**EXERCISE DETAILS**
How many lines in the listing below include the word "Since"? Reply with the count alone.
::: SOURCE RECORDS
PR #209, opened 2019-07-10
Show Data Use Letter form to not authenticated users

vvicario:
## Addresses
There is not Jira ticket
## Changes
Include a high level summary of the changes and what they are intended for.

## Testing
To test this:
As a logged user, go to a Consent Group
In Documents tab, click on Add Document
In the Modal, select Data Use Letter type
Click on "Get shareable link"
Paste the link in an incognito window, or on other browser
Expected Result:
You should see the DUL form and be able to complete and submit it without being logged in the application.


grails-app/views/layouts/main_component.gsp
```diff
@@ -194,15 +194,23 @@
...
-    <div class="container">
-        <div id="login_spinner" class="hidden">
-            <div class="alert alert-success alert-dismissable" style="display: block">
-                Loading ... <span class="glyphicon glyphicon-refresh glyphicon-refresh-animate"></span>
-            </div>
-        </div>
-        <h3>About the ORSP Portal</h3>
-        <g:render template="/index/aboutBlurb"/>
-    </div>
+  <g:if test="${pageProperty(name:'body.dul') == 'true'}">
```
rushtong: This implementation is an anti-pattern. If we generalize this approach, then we have custom if blocks that are dependent on strings in unrelated gsps spread throughout the application - that is a brittle and un-refactor-able approach. There should be as close to zero custom logic in `main_component.gsp` as possible - `dataUseLetter/index.gsp` should be doing all of the work necessary for determining what kind of layout it is enclosed within. Instead, you should have a customizable `<meta name="layout" content="main_component"/>` in `dataUseLetter/index.gsp` that is smart enough to choose a parent layout that does not include the unwanted content.

vvicario:
@rushtong I created a new layaout for pages that needs to be open, please let me know if you have comments. Thanks

wloforteBroad:
@rushtong To test this:
1. As a logged user, go to a Consent Group
2. In Documents tab, click on Add Document
3. In the Modal, select Data Use Letter type
4. Click on "Get shareable link"
5. Paste the link in an incognito window, or on other browser

Expected Result:
You should see the DUL form and be able to complete and submit it without being logged in the application.

rushtong:
@wloforteBroad - The "Get Sharable Link" feature doesn't work for me. It says the link is copied to the clipboard, but nothing is copied to the clipboard. I can look at dev tools and see a dulToken, so something in the code must be using that to construct some kind of link.

Unrelated to this PR, the testing instructions bring up something that is strange to me. To get a shareable link, I have to click add document, even if there is already a DUL document on the consent group. That doesn't make any sense - the link sharing feature should be visible somewhere in the documents tab or on the DUL page. It could be visible only if there is a DUL, or grayed out in the case that it isn't. I think that should be addressed separately - but please prioritize with Andrea.

rushtong:
@wloforteBroad - Tested the shareable link feature in chrome and it does work - just not in firefox. Will continue testing.

grails-app/views/layouts/unguarded_component.gsp
```diff
@@ -0,0 +1,119 @@
...
+        <g:render template="/index/aboutBlurb"/>
+    </div>
+</auth:nonBroadSession>
+
+<auth:broadSession>
+    <div class="container">
+        <g:render template="/base/messages" />
+        <g:layoutBody/>
+    </div>
+</auth:broadSession>
```
rushtong: The three auth blocks above can be condensed into one. Since the page doesn't show different content for different users, all three can just be:
```
<div class="container">
    <g:render template="/base/messages" />
    <g:layoutBody/>
</div>
```

grails-app/views/layouts/unguarded_component.gsp
```diff
@@ -0,0 +1,119 @@
+<!DOCTYPE html>
+<html>
+<head>
+    <meta http-equiv="Content-Type" content="text/html; charset=UTF-8">
+    <meta http-equiv="X-UA-Compatible" content="IE=Edge">
+    <title><g:layoutTitle default="ORSP Portal"/></title>
+    <meta name="viewport" content="width=device-width, initial-scale=1.0">
+    <meta name="description" content="ORSP Portal">
+    <meta name="author" content="Business Systems">
```
rushtong: Copy paste - can probably just remove the author line

grails-app/views/layouts/unguarded_component.gsp
```diff
@@ -0,0 +1,119 @@
...
+    }
+    @media (min-width: 765px) and (max-width: 1200px) {
+        body {
+            margin-top: 110px;
+        }
+    }
+    </style>
+    <script src="https://apis.google.com/js/platform.js" async defer></script>
+    <meta name="google-signin-client_id" content="${grailsApplication.config.googleSignInClientId}">
+    <script>
```
rushtong: This script is now in three places. It would be nice to refactor that into a common function so we're not increasing our tech-debt.

grails-app/views/layouts/unguarded_component.gsp
rushtong: One correction to the above ... the about page link might need to be updated based on recent conversations around when to show that.

wloforteBroad:
@rushtong We did review this in the past. We refine this and demo it as well. I would like to discuss this some more. Ping me if you have time.

vvicario:
@rushtong when you have some time, could you review it? Thanks!

rushtong:
@vvicario, @wloforteBroad Thank you for the changes - the code, in general, looks good. There is absolutely a security bug, however, and I don't have enough time to dig through it to figure out exactly where and why it's happening. Both authed and unauthed requests are skipping `AuthenticatedController` when calls to  `DataUseLetterController -> show()` are made. Since `AuthenticatedController` implements `Interceptor`, its `before` method should be returning false, but it is never getting hit in either user-flow. It might be the case that this happens elsewhere too, I have not investigated that deeply, but it is clearly a bug in this workflow. The underlying bug needs to be identified and at least ticketed before moving forward with this approach. I wonder if it has something to do with the `@Resource` annotation.

@vvicario, Please update the PR description as the template asks - that makes it a lot easier to do a quick review.

vvicario:
@rushtong I updated ApiInterceptor to include all the controllers that we need about security, it's working, I didn't include dataUseLetter controller because it should be acceded without authentication. For testing purpose I put dataUseLetter controller but I got forbidden error wherever I am not authenticated. 
On the other hand, I tried  authenticated controller like this: " match controller: 'authenticated'", but it didn't work as expected. So, I have to put one by one.

grails-app/controllers/org/broadinstitute/orsp/ApiInterceptor.groovy
```diff
@@ -10,7 +10,25 @@ import grails.converters.JSON
...
+        match controller: 'sampleConsentLink'
+        match controller: 'consentGroup'
+        match controller: 'dataUse'
+        match controller: 'issueList'
+        match controller: 'history'
+        match controller: 'irb'
+        match controller: 'ne'
+        match controller: 'nhsr'
+        match controller: 'search'
+        match controller: 'status'
```
rushtong: I don't think this should be intercepted - it is an un-authed page that shows you this: http://orsp.broadinstitute.org/api/status

rushtong: And totally unrelated, the notification status looks like it has a bug
```
{
  "ok": false, 
  "systems": {
    "BSP": {
      "ok": true
    }, 
    "Crowd": {
      "ok": true
    }, 
    "DUOS": {
      "ok": true
    }, 
    "DataBioOntology": {
      "ok": true
    }, 
    "Database": {
      "ok": true
    }, 
    "GCS": {
      "ok": true
    }, 
    "Notifications": {
      "messages": [
        "No status available from Notifications Service"
      ], 
      "ok": false
    }, 
    "Ontology": {
      "ok": true
    }
  }
}
```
::::::
**WRITTEN SOLUTION**
2